Keine Angst, Marie. Dein weißer Körper glänzt im Tanz zum Mondschein. Dein goldenes Haar wärmt deine nackte dünne Haut. Keine Angst, Marie, es tut nicht weh. Deine Glieder sind so schön. Jeder deiner Finger schmeckt wie Honigmilch. Deine Schreie betören mich. Marie, ich liebe dich.

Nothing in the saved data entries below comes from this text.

PR #179, opened 2020-07-16
Fixes the empty name in the dynamically generated universe xml that i…

evertvorster:
…s saved in the home directory

Thank you for submitting a pull request and becoming a contributor to the Vega Strike Core Engine.

Please answer the following:

Code Changes:
- [X] Have the PR Validation Tests been run? See https://github.com/vegastrike/Vega-Strike-Engine-Source/wiki/Pull-Request-Validation
- [ ] This is a documentation change only

Issues:
- Please list any related issues
The dynamically generated universe is saved in the home directory under sectors. 
In some solar systems, there is units with an empty name. This fix fills that empty variable with a random name. 

There is still Unit naming weirdness going on that is unrelated to this fix, as the Python scripts also add units to the universe, but they are not saved in the sectors sub directory. I am still on the hunt for those, but as they reside in Assets-Production, I'll make a PR on that repository when I have them sorted.

Purpose:
- What is this pull request trying to do?
Fix empty names for some installations in the universe.
- What release is this for?
Works on all of them. 
- Is there a project or milestone we should apply this to?
Nope.

PR #182, opened 2020-07-19
Fixes the starbase names in a slightly better way

evertvorster:
This one replaces #179

With #179 WriteUnit was modified to just write a random name into the name field. 
Technically, this is not correct, as it takes a name as a variable, and should use it. So, leaving this one alone. 

MakeSmallUnit used to call WriteUnit with no name, and used the "nam" variable to get the unit type. 
MakeSmallUnit now calls WriteUnit with a name and type. 

The whole reason that I updated my fix is that there might be another function that calls WriteUnit, and expects it to handle the "nam" variable correctly

Please answer the following:

Code Changes:

Issues:
This is a better fix for the same problem that #179 was made for. Just to be clear, I don't want #179 to be applied anymore.

Purpose:
It fixes the names for installations that galaxy_gen.cpp makes. 

- What release is this for?
Any, sooner is better than later, I suppose. 
Nope.


stephengtuggy:
I will want to test this, but it looks good to me so far.

evertvorster:
After all the approvals & checks, what's the process for getting this one merged?

stephengtuggy:
Merged.

PR #186, opened 2020-07-22
vsfilesystem.cpp: Fixes potential path buffer overflows

### LINKED ISSUE #180: Two potential buffer overflows in VSFileSystem::InitDataDirectory()
`char` array `tmppath` is size `16384`. So the maximum length string it can store is 16383 characters. (Leaving room for the null terminator.)

Thus, each of the two calls below to `getcwd()` should be:

```C++
getcwd( tmppath, 16383 )
```

... or better yet, the equivalent using a constant for the buffer size.

Instead, both instances use `16384`. An off-by-one error, it seems to me.

stephengtuggy:

Please answer the following:

Code Changes:

Issues:
**Fixes #180** 

Purpose:
- What is this pull request trying to do? **Fix the potential buffer overflows in vsfilesystem.cpp**
- What release is this for?
**0.7.0, and possibly 0.6.0 as well.**

### DIFF
--- a/engine/src/vsfilesystem.cpp
+++ b/engine/src/vsfilesystem.cpp
@@ -52,7 +52,8 @@ int VSFS_DEBUG()
     return 0;
 }
 char *CONFIGFILE;
-char  pwd[65536];
+const size_t VS_PATH_BUF_SIZE = 65536;
+char  pwd[VS_PATH_BUF_SIZE];
 VSVolumeType isin_bigvolumes = VSFSNone;
 string curmodpath = "";
 
@@ -114,10 +115,10 @@ std::string vegastrike_cwd;
 void ChangeToProgramDirectory( char *argv0 )
 {
     {
-        char pwd[8192];
+        char pwd[VS_PATH_BUF_SIZE];
         pwd[0]    = '\0';
-        if (NULL != getcwd( pwd, 8191 )) {
-            pwd[8191] = '\0';
+        if (NULL != getcwd( pwd, VS_PATH_BUF_SIZE - 1 )) {
+            pwd[VS_PATH_BUF_SIZE - 1] = '\0';
             vegastrike_cwd = pwd;
         } else {
             VSFileSystem::vs_fprintf( stderr, "Cannot change to program directory: path too long");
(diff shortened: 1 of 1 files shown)


stephengtuggy:
Should I submit another PR to fix the same issue on the 0.6.x branch?

stephengtuggy:
Note: During the fight test, towards the end when my ship was extremely damaged, the sky was intermittently filled with white light, fading to blue, then normal again. That was strange. But I don't think it was introduced with this pull request.

Perhaps just an artifact that can happen during fights under certain circumstances, or something.

BenjamenMeyer:
@stephengtuggy since it's a bug, you can if you want. I do want to start limiting what we accept for 0.6.x to only what we need to make the release and any release related infrastructure.

stephengtuggy:
@BenjamenMeyer Sure thing.

nabaco:
Good one @stephengtuggy, fixed a bug and removed all those magic numbers.

I would like to question whether 65536 is the correct number to use. See the following article for more detail.

We might want to consider adding `<linux/limits.h>` instead, but only under a Linux only #ifdef, as to not break Windows compilation further.

https://www.systutorials.com/maximum-allowed-file-path-length-for-c-programming-on-linux/

nabaco:
Regarding windows, it seems that <windows.h> supplies the same define:
https://docs.microsoft.com/en-us/windows/win32/api/fileapi/nf-fileapi-getfullpathnamea

nabaco:
Regarding windows, it seems that <windows.h> supplies the same define:
https://docs.microsoft.com/en-us/windows/win32/api/fileapi/nf-fileapi-getfullpathnamea

stephengtuggy:
@nabaco Hmm. 65536 (64K) isn't necessarily the right number. However, in theory at least, Vega Strike is supposed to support other operating systems too. Mac OS X for sure, and I have also seen references to IRIX and BeOS in the code.

nabaco:
I'm fine with merging this, and issuing a ticket to make all such places in the code based on platform specific defines, rather than magic numbers, if that's preferred by you guys

stephengtuggy:
We could use one of, or a combination of, the POSIX-compliant solutions listed here: https://stackoverflow.com/questions/9449241/where-is-path-max-defined-in-linux

Or we could just compromise on a smaller value, hardcoding, say, 4096 for example.

stephengtuggy:
> I'm fine with merging this, and issuing a ticket to make all such places in the code based on platform specific defines, rather than magic numbers, if that's preferred by you guys

Okay, sure. Let's do that.

PR #193, opened 2020-07-23
Fixed Travis CD

nabaco:


nabaco:
After we make sure it works correctly :)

Keine Angst, Marie. Ich war doch immer gut zu dir. Du, meine beste. Die Klügste von allen. Hieltest deinen Stift vor dienem Blatt Papier, starrtest mich an und ich starrte weg. Ganz hinten saßt du. Ich hätte dich gern weiter vorn gehabt. Dich näher gehabt. In deine Augen gesehen. Wenn ich mich zur Tafel drehte, wusste ich, dass du mir auf den Rücken starrst. Du sahst durch mich hindurch. Bohrtest ein Loch in meinen Körper. Und ich wusste, dir gefällt mein Körper.
Marie, du bist vierzehn. Ich bin dein Lehrer. Höre auf mich. Du bist klug. Du bist schön. Wenn du sprichst platzt deine Stimme wie rosa Seifeblasen in mein Trommelfell. Du solltest öfter mit mir sprechen. Du solltest mir gehören. Ich wollte dich mitnehmen. Ich wollte dich lieben.
Und du. Du bist zu schön. Bist zu schön um mir zu gehören. Lächelst diese Wichte an. Fasst ihre Hände. Und gehst mit ihnen. ich stand auf dem Pausenhof und weinte. Ich war böse auf dich, Marie. Und liebte dich noch mehr.
Keine Angst, Marie. Jetzt bist du bei mir. Das Zittern hört bald auf. Wenn du in mir bist. Ich kann dich nicht gehen sehen. Deine Schweißperlen sind meine. Dein reifer Körper. Dein kindliches Gesicht.

Dein Herz schmeckt bitter. Meine Zunge verbrennt. Jetzt musst du mich lieben. Der Boden ist weich auf dem du liegst. Und dein Blut ist warm. Nur dein Herz schmeckt bitter. Schmeckt wie unreife Zitronen. Schmeckt mir nicht. Doch Marie, ich liebe dich.